5. Adjust your product portfolio

Recessions spur changes in buying practices as customers pursue better value for money, so it’s often smart to rebrand or launch new products to meet their new expectations. Car makers saw a big swing in buying preferences in the downturn, says Andrew Humberstone, UK managing director of Fiat.

“Consumers have downsized to smaller, more economically viable and more environmentally friendly cars,” he says. “Fiat ticks all those boxes – we have the lowest emissions of any manufacturer in Europe. We’ve seen significant growth: our overall market share is significantly up from two years ago.” Fiat’s big win was the launch of its new 500 model in January 2008. The product fitted market sentiment superbly: compact, economical and reasonably priced, it has sold more than 40,000 units.

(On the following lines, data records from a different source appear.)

PR #3512, opened 2023-05-01
Add images and summaries for All Components view

mcarrano:


evwilkin:
Thanks for working on this @mcarrano !

- In addition to the illustrations being added to the correct folder, they need to be added (or updated in the case of a name change) in the `index.js` file within that folder as this is what allows them to be shared to the other files that build out the component gallery:
  - https://github.com/patternfly/patternfly-org/blob/v5/packages/v4/patternfly-docs/images/component-illustrations/index.js
- Any items in the nav should show in the component gallery, whether or not they have a corresponding summary text/illustration in the `components-data` file - the gallery is generated the same way the sidenav is, so to remove a component from a gallery would mean removing it from the navigation as well.
- I do see "All components" in the preview link but not when I run the code locally, I'll be interested to see if this resolves itself next time updates are pushed to this issue.

If you need help updating that `index.js` file with the new image exports/updated image names just let me know!

evwilkin:
@mcarrano I was able to push these changes to your PR after testing them locally, so ideally when the preview link updates it should look as expected.  To recap the changes:
- Updated the [illustrations index file](https://github.com/patternfly/patternfly-org/blob/v5/packages/v4/patternfly-docs/images/component-illustrations/index.js):
  - Add exports for the new images you added
  - Remove exports for images no longer needed (ex: alert group)
  - Edit the names of exports for components that have been renamed (ex: file-upload-multiple to multiple-file-upload).
- Updated the illustration images to match changes above (delete unused illustrations, rename illustrations to match updated component names).

mcarrano:
@evwilkin Thanks for all this. The images now show up as I expect. I've updated these instructions to include the index.js update as that was the missing piece: https://github.com/patternfly/patternfly-org/wiki/Adding-new-components-to-the-website  Please review this and let me know if it all looks correct.

Just two remaining things:
* Still seeing "All Components" when I preview this.
* I think that this needs to be rebased against the latest core and React changes to reflect the correct set of components in the nav. Can you help me or tell me how to do that?

I am going to keep this as 'Draft' for now as there are some additional illustrations that we must have missed in the first round. I've requested these from design.

evwilkin:
@mcarrano updated - there were still design guideline markdown files for the removed components, which is why they were still listed in the gallery view (and in the nav).

mcarrano:
@evwilkin thanks for updating to remove the All Components from the gallery. Can you add back the design guideline files you removed? We have open design guideline issues to combine the text from alert/alert group, chip/chip group, and label/label group. @mmenestr will work on that so I don't want to loose the original content. We will definitely get those updates in before creating a final release candidate. Thanks.

evwilkin:
@mcarrano sorry about that - updated 👍

mcarrano:
@evwilkin @nicolethoen This should now be ready for review, except that there are some merge conflicts. Can you help to resolve those? Thanks!

PR #3519, opened 2023-05-08
feat: turn on dark switcher, remove extra css

### LINKED ISSUE #3372: Implement light/dark theme switcher
**Describe the enhancement**

For PF 5, need the ability to switch examples between light and dark theme in component preview pages (core and React).

Include screenshots or links to Marvel or other mockups.

Design issue: https://github.com/patternfly/patternfly-design/issues/1205
Design links: https://www.sketch.com/s/4abdb322-cd19-49af-8dbc-111adf6b071b

**Any other information?**

kmcfaul:
Closes #3372
Includes the dark theme switcher always (was previously dev-env only).
Removes some redundant topNav css that shouldn't be in use (commented out for now to double check preview, can fully remove if a css dev signs off that everything looks correct without it).

Open questions:
- In dark theme, the releases dropdown uses a secondary dark color (lighter than the masthead). Should this be overridden to match the masthead or left as default behavior?
- Primary buttons and inline links with updated grey text are not meeting contrast standard

Condensed issue list -
Core issues:
- Custom alert coloring
- Gold and cyan label coloring
- Menu toggle split-action missing dark theme color adjustment
- Progress stepper help action button needs to remove default browser background
- Text input group missing dark theme

React issues (follow up will be linked):
- Brand images don't reflect dark theme (requires investigation as svgs accounting for css var only works inline)
- Data list cell example uses custom styling not compatible with dark theme
- Table custom row wrapper also uses custom styling not compatible with dark theme


nicolethoen:
This PR would benefit from a rebase to fix a few of the wonky styles (esp on the home page)

nicolethoen (changes requested):
what this PR does is make it so that every consumer of the documentation-framework will have a dark theme switcher by default. That might be fine.

But the value of that environment variable for org is currently set in patternfly-org/packages/v5/patternfly-docs/patternfly-docs.config.js on line 16.

We should either remove that value, and keep the changes you made to the sideNavLayout, or we should just update that environment variable for true and keep sideNavLayout as it is.

kmcfaul:
@nicolethoen Updated to use the env variable so we have more control of it. It was located in the v4 folder, not v5, did I update the correct file? I'm guessing that folder name is part of the "update v4 references" issue.

nicolethoen:
I'm going to wait to merge this until the core/react work for dark theme is all merged and pulled into this PR. We can both keep an eye on the status of all that.
And at that point you should be able to remove the commented out CSS, as well.

mcoker:
@nicolethoen @kmcfaul the core PR is ready for review - https://github.com/patternfly/patternfly/pull/5535

Also the theme toggle switch on full page examples isn't applying the right class. I put a separate PR up for that so that we can merge that and I can pull it into the core PR ASAP so it's easier for folks to test those pages. Currently you have to manually edit the dark theme class on the `<html>` element to trigger dark theme. Here's that PR - https://github.com/patternfly/patternfly-org/pull/3532

kmcfaul:
Merged the fix for the dark theme CSS class and rebased to pull that in.

nicolethoen (commented):
Can we remove the commented out CSS now?

nicolethoen (approved):

evwilkin (approved):
LGTM

PR #3538, opened 2023-05-17
fixed codesandbox relative to absolute imports

### LINKED ISSUE #3525: Bug - full screen table demos don't open in codesandbox
We import our own data to populate rows and columns in full page Table demos. This data is not being imported into codesandboxes correctly. I think it needs an absolute import path rather than relative?

evwilkin:
Closes #3525 

This PR updates the conversion of relative import paths to absolute import paths, to be used in Codesandbox where the relative files aren't present.

Previously:
- `mdx-hast-to-jsx` would identify any relative imports in example code (`import Something from '../Something.js'`), parse out the name of the imported item, and build a map matching this relative imported item to the absolute import path for it
  - `{ Something:  '@patternfly/some-package/Something.js' }`
  - This is referenced in `codesandbox.js` to use simple string replacement to swap out the relative path with the absolute path in the example code before sending to Codesandbox example
  - Code had bugs and added extra complexity by parsing out imported item names from relative import path, when we already have relative & absolute paths which is all we really need

Now:
- `mdx-hast-to-jsx` maps the relative import path (not the name of the imported item) directly to the absolute import path
  - `{ '../../Something.js': '@patternfly/some-package/Something.js' }`
  - This also resolve the issue of destructuring relative imports including multiple items (ex: `import { rows, columns } from '../../Data.js'`) - _what_ is being imported doesn't really matter, we're just concerned with finding the relative file _where_ it's coming from and getting the absolute path to that file.


jenny-s51 (commented):
This is looking awesome @evwilkin!

Looked through a bunch of codesandbox demos that use relative import paths and lots of them have now been resolved with this update... Some icons within certain demos are still not rendering due to some residual image paths that should updated in react; opened https://github.com/patternfly/patternfly-react/issues/9140 to track these and assigned myself to these cleanup tasks

LGTM 👍

jenny-s51 (approved):

nicolethoen (approved):

PR #3559, opened 2023-05-27
Update numerics.md

anyuruf:
Swapped Euro n Pound signs


nicolethoen:
I think the labels were correct before? I don't think this is a change we can accept. 
@evwilkin can you sanity check me here?

anyuruf:
My bad!

evwilkin:
@anyuruf thanks for catching this - it does still need a fix, it's not quite correct currently and your update fixed part of it but not quite all the way.  Would you like to reopen this and update the PR?

Here's what I see needs changing:
Before
```
- EUR 1,500 or £1,500 (British pound)
- GPB 1,500 or €1,500 (Euro)
```
After
```
- GPB 1,500 or £1,500 (British pound)
- EUR 1,500 or €1,500 (Euro)
```

anyuruf:
If you could help. I don't think it matters who pulls all the matters is,
it gets done
🙏🙏🙏🙏🙏

PR #3570, opened 2023-06-02
enhancements & bug fixes to sectiongallery

### LINKED ISSUE #3568: Enhancements & bug fixes for sectionGallery
Add enhancements as initially tested in #3558 to allow more flexibility when using `sectionGallery` component within different navigation sections.

```[tasklist]
### Tasks
- [x] Only render `DataListCell` in list view if item has an illustration (rather than an empty cell that conditionally renders the image)
- [x] Add `initialLayout` prop allowing user to set the initial layout (grid or list)
- [x] Exclude gallery page from gallery results by checking location.pathname does not end with slug (rather than does not equal slug) - accounts for /v4 or similar prefix values
- [x] Handle case where no illustrations are provided
- [x] Handle subsections don't have title or id, need to provide fallback value
- [x] Toggle summary text within cards in grid view
```

evwilkin:
Closes #3568 

This PR:
- cleans up bugs that occurred when using `sectionGallery` without illustrations
- fixes bug with gallery page being listed in gallery due to pathPrefix interfering when looking for exact match to slug
- pulls the `SummaryComponent` out into a separate file renamed `TextSummary` and adds it to the grid view in addition to to the existing list view
- add new props to enable/disable both text & images in grid view and list view
- add new prop to set initial layout view (still defaults to grid)

### DIFF
--- a/packages/documentation-framework/components/sectionGallery/TextSummary.js
+++ b/packages/documentation-framework/components/sectionGallery/TextSummary.js
@@ -24,7 +24,7 @@ export const TextSummary = ({ id, itemsData }) => {
   return (
     <TextContent>
       <Text>
-        { id ? <SummaryComponent id={id} itemsData={itemsData} /> : null }
+        <SummaryComponent id={id} itemsData={itemsData} />
       </Text>
     </TextContent>
   )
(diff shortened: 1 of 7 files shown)


nicolethoen (approved):
Not quite sure how to test this, but logic seems good and I imagine we can debug as we need to as we build landing pages.

Issue #3565, opened 2023-05-31
V4 archive - add banner directing to current docs site


kmcfaul:
The v4 docs archive should link to our current documentation site.

PR #3572, opened 2023-06-05
chore: added banner to homepage with a link to new v5 page

ashley-o0o:
Added a banner to top of home page with a link to the new v5 url.

Closes https://github.com/patternfly/patternfly-org/issues/3565

### DIFF
--- a/packages/documentation-framework/templates/mdx.css
+++ b/packages/documentation-framework/templates/mdx.css
@@ -1,7 +1,7 @@
 #ws-page-content-router {
   display: flex;
   flex-direction: column;
-  height: 100%;
+  flex-shrink: 0;
 }
 
 .ws-release-notes-toc {
--- a/packages/v4/patternfly-docs/pages/home.css
+++ b/packages/v4/patternfly-docs/pages/home.css
@@ -223,34 +223,5 @@
 }
 
 .pf4-banner-link{
-  font-size: 18px;
-  margin-left: 8px;
-  color: #06c;
-}
-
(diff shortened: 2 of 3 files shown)


ashley-o0o:
Banner preview:
Screenshot 2023-06-05 at 3 28 36 PM

ashley-o0o:
**What:** Closes [#3565](https://github.com/patternfly/patternfly-org/issues/3565)

thatblindgeye (commented):
This looks nice! Had some comments/questions that aren't necessarily blockers, let me know what your thoughts:

- I wonder if the banner should either be sticky in its current position, or if it should be placed above the page content (similar to the [top and bottom Banner demo](https://pf5.patternfly.org/components/banner/html-demos/topbottom/), just without the bottom banner). Maybe a question more for design to chime in on cc @mcarrano
- Rather than defining new classes and adding onto the CSS for them, could we use PF components/layouts? `pf-c-banner` instead of `pf4-banner`, using Flex layouts, etc. We *are* already adding custom classes onto some PF components/native elements throughout, though, and we may need a new class or two to get the intended styling (the link styling inside a Banner may not be what we want here), so not too huge a deal


One possible issue I'm noticing, though, is when the viewport is shrunk down the spacing/placement of the banner content ends up like the following screenshot:

New banner at small viewport

nicolethoen (approved):

thatblindgeye (approved):
🎉 nice job on this!

PR #3603, opened 2023-06-15
Update favicon

### LINKED ISSUE #3487: Update the PatternFly favicon for the website to the new PF5 brand
The favicon that displays in browser tabs for the PattenFly website needs to be updated to the new PF 5 brand. I'm talking about the icon shown below.

Screenshot 2023-04-11 at 5 01 12 PM

@mceledonia can you provide the graphic? Not sure what the specs for this are.

evwilkin:
Closes #3487 

This PR updates the PF favicon to the new logo.

Note: We opted not to toggle dark/light favicons due to inconsistencies between browser tabs and how they react to preferred color schemes.


mcarrano:
Hmmm... This looks good in Chrome, but in Firefox it makes the favicon illegible as Firefox does not seem to change the color of the tab area based on OS theme.

Screenshot 2023-06-22 at 9 22 17 AM

evwilkin:
@mcarrano thanks for that callout - I see the same thing you mentioned in Firefox, though my tabs are black and stay black regardless of the light/dark theme of the rest of the browser.  Looking at the color of your tabs raises an interesting question, as this can be customized and some browsers update based on system theme (Chrome in my example) whereas others don't (Firefox in your example), and the user may have an otherwise customized colors scheme (for instance, your screenshot shows a blue background for non-active tabs that may be low contrast with the blue PF logo, but a white background for the active tab which would have low contrast with the white PF logo).

Based on this it may be easiest to just avoid toggling color altogether as it's inconsistent, and proceed with the blue logo which seems will have best contrast across standard dark/light backgrounds.  @lboehling @mceledonia does this make sense?

mcarrano:
I think so. Here's what the current icon looks like now without toggling it:

Tab deselected

Screenshot 2023-06-22 at 1 35 54 PM

Tab selected

Screenshot 2023-06-22 at 1 35 38 PM

The contrast is poor when the tab is selected but I think that's OK because as you say, it's hard to predict what color scheme a user might choose.

evwilkin:
@mcarrano  @mceledonia thanks for the feedback - updated to simply replace existing favicon with new logo.

mcarrano (approved):
Looks good. Thanks @evwilkin !

PR #3607, opened 2023-06-16
update font, background colors, replace hardcoded values

### LINKED ISSUE #3598: Bug - Some pages have unreadable text in dark mode
**Describe the problem**
There is some inline CSS that is causing text to be unreadable when the website is switched to dark mode.

Screenshot 2023-06-14 at 9 28 43 AM

Pages exhibiting this problem include:

https://patternfly-org-pr-3596-v4.surge.sh/v4/design-foundations/colors
https://patternfly-org-pr-3596-v4.surge.sh/v4/design-foundations/spacers
https://patternfly-org-pr-3596-v4.surge.sh/v4/charts/colors-for-charts

evwilkin:
Closes #3598 

This PR addresses bugs with dark theme text & background colors across Colors for charts, Spacers, and Colors pages.


evwilkin:
@mcoker - tagged you for review because I'm updating the CSS variable names displayed on the Colors for charts page to the new `pf-v5-` values, and also using those values for each color circle example.  Want to make sure that looks correct, and if anything around the charts colors needs to be adjusted for dark mode.

evwilkin:
@mcarrano thanks for those notes
- I've fixed the text color on the swatches on the Colors page
- the "Considering line height and padding" screenshot above - the dark text is actually part of an image along with the the white/green padding lines beside it.  I've added a white background behind the image to maintain the color contrast of the text in the image.

packages/documentation-site/patternfly-docs/content/design-guidelines/styles/colors-for-charts/colors-grid.js
```diff
@@ -12,7 +12,7 @@ const ColorsGrid = () => (
         <GridItem span={10}>
           <div className="ws-content-chart-colors-gallery--information">
             <div>#8BC1F7</div>
```
mcoker, line 14: This is going to change between light/dark theme. I'm not sure what a good fix is. I don't think we have tokens currently for dark theme values - either a dark theme value in the current/existing token, or potentially a separate token for dark theme - but if we did, this whole grid bit could probably just loop through the chart color tokens and spit out the var/hex color from the token, and include the dark theme hex color and hide it in light theme and show it in dark theme?

mcoker (approved):
LGTM. Left a comment about the dark theme color values not updating. Here are the dark theme color changes we should see https://github.com/patternfly/patternfly/blob/main/src/patternfly/base/themes/dark/_chart-globals.scss

That said, the colors aren't updating in dark theme as they should. Looks like a var name issue in core - https://github.com/patternfly/patternfly/pull/5673

mcarrano (approved):
Looks good. Thanks for the updates @evwilkin !

evwilkin:
@mcoker thanks for the feedback - I've updated this to import the Charts stylesheet, and to grab the CSS variable values directly from the root element and loop through them as you suggested.  I've also added a mutation observer that listens for the class to change on the root element & get the updated CSS var values, to update when the dark theme class is toggled.

packages/documentation-site/patternfly-docs/content/design-guidelines/styles/spacers/spacers.css
```diff
@@ -57,23 +57,23 @@
 }
 
 .ws-content-correct {
-  color: #486b00;
+  color: var(--pf-v5-global--info-color--100);
```
mcoker, line 60: Did you mean to turn this content blue? It was green before. 

```suggestion
  color: var(--pf-v5-global--success-color--100);
```

packages/documentation-site/patternfly-docs/content/design-guidelines/styles/colors-for-charts/colors-grid.js
```diff
@@ -1,409 +1,83 @@
 import React from 'react';
 import { Grid, GridItem } from '@patternfly/react-core';
+import '@patternfly/patternfly/patternfly-charts-theme-dark.css';
```
mcoker, line 3: Just a nit, but should we move the base charts CSS import into this file, too, just for organization? Or does it need to be in the other file? https://github.com/patternfly/patternfly-org/blob/d93dc163789d545df723003a5e5604b4582971e2/packages/documentation-site/patternfly-docs/content/design-guidelines/styles/colors-for-charts/colors-for-charts.md?plain=1#L14

```suggestion
import '@patternfly/patternfly/patternfly-charts.css';
import '@patternfly/patternfly/patternfly-charts-theme-dark.css';
```

packages/documentation-site/patternfly-docs/content/design-guidelines/styles/colors-for-charts/colors-grid.js
```diff
@@ -1,409 +1,83 @@
...
-    </GridItem>
+const colorFamilies = [
+  {headingText: 'Blue', varColor: 'blue'},
+  {headingText: 'Green', varColor: 'green'},
+  {headingText: 'Cyan', varColor: 'cyan'},
+  {headingText: 'Purple', varColor: 'purple'},
+  {headingText: 'Gold', varColor: 'gold'},
+  {headingText: 'Orange', varColor: 'orange'},
+  {headingText: 'Red', varColor: 'red'},
+  {headingText: 'Grey', varColor: 'black'}
```
mcoker, line 13: I noticed in the main design guidelines color page, we're using "gray", and using "grey" here. Though I pinged @mceledonia about using "black" here instead, since that's the color name in the code, and also what designers tend to give developers (for example, "black-300" and "green-300"), and he suggested updating the wording to reflect the actual color name - so maybe we can change this to "black"? cc @mceledonia @mmenestr can you confirm?

mcoker (dismissed):
LGTM! Left a few comments, the only one I'm really interested in was the change of the green to blue text for the "correct" block.

Also if we ever wanted to update the layout a bit to space the color/var/value pair a bit, I mocked that up with just the blue colors in a way that might work well. Everything is just using the flex/grid layout classes, except for removing the margin from `.ws-content-chart-colors-gallery--information` as that shouldn't be necessary.

Screenshot 2023-06-23 at 1 40 29 PM

mcarrano (approved):
LGTM. Thanks @evwilkin !

evwilkin:
@mcoker pulled in your suggestions, thanks!

PR #3611, opened 2023-06-16
fix(docs): use alpha stylesheet for Core codesandbox examples in dev

### LINKED ISSUE #3591: Core codesandbox examples pull in V4 code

January 2009 saw Waitrose launch a budget line of products, some of which were 25 per cent cheaper than its normal range. “Waitrose plans to mix with the discounters”, exclaimed the headlines. Well, not quite – but it was a smart response to a trading environment that hit premium food sales hard. At the launch, chief executive Mark Price called it: “the biggest decision and the biggest launch in the history of Waitrose.” It paid off: sales increased by 7.4 per cent between March and August 2009.

6. Increase your online presence

“Going online, whether for information or transactions, has been a trend. We see a lot of growth in online transactions that correlates with recessions,” says Luger of Manchester Business School. Internet shopping growth today is slowing, but even January 2010 figures, the worst since records began, showed five per cent year-on-year growth and a £4.3bn monthly spend. Luger says that the deflationary environment in this recession has enabled people to continue shopping, albeit with less disposable income, but they are spending that money online at home. Analysts expect enthusiasm for online shopping to stay high.

Non-consumer-facing businesses, too, can benefit from adopting web technologies to increase their business-to-business reach and connect with clients.

There are myriad ways to tailor an online portal to encourage customers to buy more. Tesco, for example, lists recipes on its shopping website and offers customers a “buy all ingredients” option that adds everything to their basket in one click.